# Mitutoyo Digital Micrometer



## Susquatch (Feb 23, 2022)

I recently acquired a Mitutoyo Digital Micrometer model 293-701. It is in mint condition and works great. See photo. 






The problem is that I can figure out how some of the functions work and I can't find a downloadable manual or instructions for it anywhere. 

The auto off work fine but it needs to be locked because even the tiniest movement will turn it on or keep it on. 

Inch/mm works as expected. So does hold. 

But preset doesn't seem to do anything. And abs/inc just seems to a zero. Both are confusing to me. 
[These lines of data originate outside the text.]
PR #4087, opened 2022-09-14
Clarify Submariner steps 2.5

oafischer:
https://github.com/stolostron/backlog/issues/25666

Dev approval: https://github.com/stolostron/backlog/issues/25666#issuecomment-1248305475

### DIFF
--- a/add-ons/submariner/submariner_deploy_mcaddon_api.adoc
+++ b/add-ons/submariner/submariner_deploy_mcaddon_api.adoc
@@ -68,7 +68,9 @@ After the `ManagedClusterAddOn` is created, the `submariner-addon` deploys Subma
 +
 *Note:* The name of `ManagedClusterAddOn` must be `submariner`.
 
-. Repeat the steps from xref:../submariner/submariner_prepare_hosts.adoc#preparing-selected-hosts-to-deploy-submariner[Preparing selected hosts to deploy Submariner] for your hosting environment.
+. Repeat steps three and four for all of the managed clusters that you want to enable Submariner on.
++ 
+*Note:* Make sure your clusters are already prepared before repeating steps three and four.
 
 . After Submariner is deployed on the managed cluster, you can verify the Submariner deployment status by checking the status of submariner `ManagedClusterAddOn` by entering the following command: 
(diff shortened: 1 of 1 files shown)


dfarrell07 (changes requested):
I don't think this is correct, see https://github.com/stolostron/backlog/issues/25666#issuecomment-1248260857

oafischer:
Thanks @dfarrell07, I saw your comment. I will leave this open until we get confirmation on what clarification we actually need. Thanks again for bringing this up with your team!

tpantelis (approved):

add-ons/submariner/submariner_deploy_mcaddon_api.adoc
```diff
@@ -69,6 +69,8 @@ After the `ManagedClusterAddOn` is created, the `submariner-addon` deploys Subma
 *Note:* The name of `ManagedClusterAddOn` must be `submariner`.
 
 . Repeat steps three and four for all of the managed clusters that you want to enable Submariner on.
++ 
+*Note:* Make sure your clusters are already prepared before repeating steps three and four.
```
dfarrell07: Maybe this should be at the top of `1.1.4.2.2. Deploy Submariner with the ManagedClusterAddOn API`? In this case the user hit issues at this step, but in general starting the deploy before preparing the clusters is bug-prone.

> *Note*: Make sure you complete 1.1.4.2.1. Preparing selected hosts to deploy Submariner(link) before starting this section.

oafischer: If we move it there it might even make sense to just create a prereq section and list 1.1.4.2.1 as a requirement. Those are also harder to skip/miss than a special tag. Let me implement and then review with my team.

oafischer: @dfarrell07 I just injected the information into the intro since that worked better. Let me know what you think.

dfarrell07 (approved):
Yes, that looks great thank you @oafischer!

tpantelis (approved):

PR #4105, opened 2022-09-16
Add GitHub issue point guide

oafischer:
https://github.com/stolostron/backlog/issues/25736

DRAFT

Still requires more content and input from team members. Please fill out some examples in the higher point ranges because I haven't had many (or any) issues with points that high up yet.

The rich text isn't displayed properly so `checkout` the branch and run `bundle exec jekyll serve` to see a preview of the site.

If you need Jekyll, see https://github.com/stolostron/rhacm-docs/blob/gh-pages/README.md#building-with-jekyll

### DIFF
--- a/_pages/arch_points.md
+++ b/_pages/arch_points.md
@@ -46,7 +46,7 @@ The most basic type of issue usually consisting of fixing typos and adding or re
 
 ## `2` points
 
-A simple issue that requires mostly copy and paste. These are often straightforward new known issues being requested by developers, complete with a full and mostly edited draft. At most you might need to remind yourself of a style item or rearrange some sentences, but the information is complete and ready to be implemented in your solution.
+A simple issue that requires mostly copy and paste. These are often straightforward new known issues being requested by developers, complete with a full and mostly edited draft. You might need to remind yourself of a style item or rearrange some sentences, but the information is complete and ready to be implemented in your solution.
 
 | **Rubric** | | **`2` points description** |
 | ----------- | | ----------- |
--- a/_pages/arch_points.md
+++ b/_pages/arch_points.md
@@ -166,7 +166,7 @@ An extremely complex issue that requires massive work on all fronts and input fr
 | Difficulty | | Complex authoring, editing, and decision-making on content that might not exist yet. You need mastery of the doc architecture to make the right decisions. | 
 | Research | | Extensive research on all fronts, from style to technical concepts and customer needs. Information comes from a multitude of sources. Recurring meetings with product managers, SMEs, developers, and team leaders are required. | 
 | Length | | Up to a whole book in size (massive input in hundreds of files). | 
-| Review | | Multiple peer, developer, team leader, and proudct manager reviews through meetings and via GitHub. |
+| Review | | Multiple peer, developer, team leader, and product manager reviews through meetings and via GitHub. |
 
 &nbsp;
 
--- a/_pages/arch_points.md
+++ b/_pages/arch_points.md
@@ -1,0 +1,315 @@
+---
+layout: page
+title: GitHub issue points
+permalink: arch_points
+horizontal: false
+---
+
+Not all issues are created equal. To help plan our anticipated workloads for each sprint and distribute issues efficiently, we assign points to GitHub issues that provide an estimate for how difficult and time-intensive each issue is. While assigning points is a subjective process, there are still some guidelines you can follow.
+
+## General rules
+
+- The range of points conists of integers from `1` to `10`, with `1` being "I can knock this out in 5 minutes" and `10` being "this will give me grey hairs." Do not use fractions or integers above 10.
+- Estimate points when triaging issues, but feel free to change them any time during your work process, including after you have already closed the issue.
+
+## Rubrics
+
+Consider the following rubrics when assinging points to GitHub issues:
+
+| **Rubric** | | **Description** |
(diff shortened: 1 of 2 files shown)


_pages/arch_points.md
```diff
@@ -0,0 +1,223 @@
...
+- The range of points conists of integers from `1` to `10`, with `1` being "I can knock this out in 5 minutes" and `10` being "this will give me grey hairs." Do not use fractions or integers above 10.
+- Estimate points when triaging issues, but feel free to change them any time during your work process, including after you have already closed the issue.
+
+## Rubrics
+
+Consider the following rubrics when assinging points to GitHub issues:
+
+| **Rubric** | | **Description** |
+| ----------- | | ----------- |
+| Time | | How long it takes to solve an issue. |
```
cadawson, line 22: We don't want to base the point system on time because different people might require different amounts of time to complete a similar task. Instead we want to base it on the complexity of the task. I understand that sometimes time and complexity can be pretty closely related, though.

_pages/arch_points.md
```diff
@@ -0,0 +1,223 @@
...
+&nbsp;
+
+## `9` points
+
+Draft
+
+| **Rubric** | | **`9` points description** |
+| ----------- | | ----------- |
+| Time | | Requires multiple sprints. |
+| Difficulty | | Draft |
```
cadawson: Maybe: Complex authoring of new content that is still being decided. It will likely require more effort to try to work these issues because you have to deal with frequent changes, You need to have strong awareness of the doc architecture to make the right decisions.

_pages/arch_points.md
```diff
@@ -0,0 +1,223 @@
...
+
+## `9` points
+
+Draft
+
+| **Rubric** | | **`9` points description** |
+| ----------- | | ----------- |
+| Time | | Requires multiple sprints. |
+| Difficulty | | Draft | 
+| Research | | Draft |
```
cadawson: Requires lengthy research to understand the content and explain it. Often requires putting together information from multiple sources.

cadawson (commented):
Thanks for all of the work that you did on this, Oliver. It looks good. I like the descriptions that provide guidance for assigning points consistently. I wonder whether it is too specific, or if we can make sure that we stress that this is guidance. I know you mention that it is ultimately up to you to make the decision, but I don't want someone to feel like they can't assign it if it doesn't meet all of the criteria. Just a thought.

_pages/arch_points.md
oafischer: Thanks for bringing that up, it's a good point. I definitely understand that some issues can vary drastically, often due to things out of our control. I'm interested to hear what everyone else thinks about this as well (@swopebe @dockerymick). I think from a board perspective it can be helpful to have some form of time frame to work with. For example, if an issue is being worked on for several sprints but is 2 points, then it's easy to spot a potential process problem/inefficiency. Even if it's as simple as "the person isn't responding." (Think DDF) Might also help prevent stale bots.

I definitely hear what you are saying though. My suggestion based on your feedback would be to keep it as a rubric, but to make it even vaguer. So less of an indicator of individual work pace and more of a complexity indicator. So something like "quick" for a 1 point issue or "relatively quick" for a 2 point issue and then maybe move to sprint-centric timing (less than a sprint, more than a sprint, and full release, the latter of which also varies every time).

_pages/arch_points.md
oafischer: That's good insight, thanks! Frequent changes as things were still being decided hadn't crossed my mind.

oafischer:
Finished adding examples, I want to merge this soon but I want everyone on the team to have seen this since it's a collaborative effort. Also want more input on the time rubric. Should we keep it with the updates I made based on feedback from Chris? Or still remove entirely? I'm fine with either.

_pages/arch_points.md
swopebe: I do think we should have time _mentioned_ because honestly a known issue that has a complete draft should not take more than an hour. An issue to redo a whole section will take numerous sprints. 

Those can be the baseline of the time piece, though it is not the only thing to consider. This will help when sharing work, as well.

I have done story point training on other teams and we did use time as a guideline, but we based it off **what information is given to the team**, which I think is fair. I have spoken to senior managers about time/efficiency issues and while we don't want to pressure folks to do a known issue within an hour, we do want to _identify_ things that are preventing efficiency with easy, short issues. It is realistic to strive for efficiency in time/effort, I think.

For instance, if you have a lot of 1, 2 point issues that are getting done but no 6,7 issues, it can be because you have too many meetings and no time blocked (4 hours, say) to research and address those issues. If you are constantly interrupted and not able to work a 2 point issue, what are the interruptions and how can we eliminate them? (Some examples.)

_pages/arch_points.md
swopebe: This is great...thanks so much. I left a comment about "time" and only have one more comment:

Even with 1, 2 copy/paste issues, we all should stop and consider the concept of the content: Why are we writing this.

The reasons?

We catch potential for architectural problems (we can identify that this may not be in the right spot, we consider user questions, we organize according to those factors)

We ensure we know more about the product with each update we are making

swopebe (approved):

dockerymick (approved):
Great job Oliver! i appreciate you doing this and identifying examples for each point. Well done!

Does anyone know how they are supposed to used?


----------



## DPittman (Feb 23, 2022)

No manuals for your model here?









						Login
					






					www.mitutoyo.pt
				




I don't own a digital micronometer but other digital measuring devices I've used that have the abs/Inc feature work as follows.  A long press and hold of abs button will set the "absolute" position at 0.000 as in when the micronmeter is closed. A short push of the Inc button will reset the readout out to 0.000 and that gives you "incremental" readings from wherever the point you started from and independent form the absolute position.


----------



## Susquatch (Feb 24, 2022)

DPittman said:


> No manuals for your model here?
> 
> 
> 
> ...



That isn't the north America web site. To download files there, I have to make an account at Mitutoyo and it won't let me open that account because I already have a Canada account. The Canada and US sites don't seem to have the downloads.

That said, your suggested methods were most helpful. I tried various varients of your suggestions to see what I could accomplish.

Merely toggling the Abs/Inc button always sets the measurement to 0.00000. Further presses do nothing except maintain that temporary zero. If the measure is changed from that, the Abs/Inc button sets that new point to zero.  In other words, a short single press of the Abs/Inc button ALWAYS sets the mic to zero in Incremental mode.

The only way to return to the original setting is to press and hold the Abs/Inc button.

However, pressing and holding the Abs/Inc button does not set the Absolute position to zero. It merely returns the display to whatever the measurement would have been if the Inc button had never been pushed.

In other words, pressing and holding Abs/Inc seems to exit Incremental mode and return to the normal mode.

To actually zero the Micrometer, it looks like you use the Preset button. To change the zero for the absolute position, you press and hold the Preset button until a small P starts flashing in the top right corner. The Micrometer will stop changing as the drum is turned and stays on 0.00000. A single press of the Preset button while the P is flashing zeros the Micrometer and turns off the flashing P. This then becomes the new Absolute position.

Thanks so much for your suggestions. They were most helpful and I think I am all set now.


----------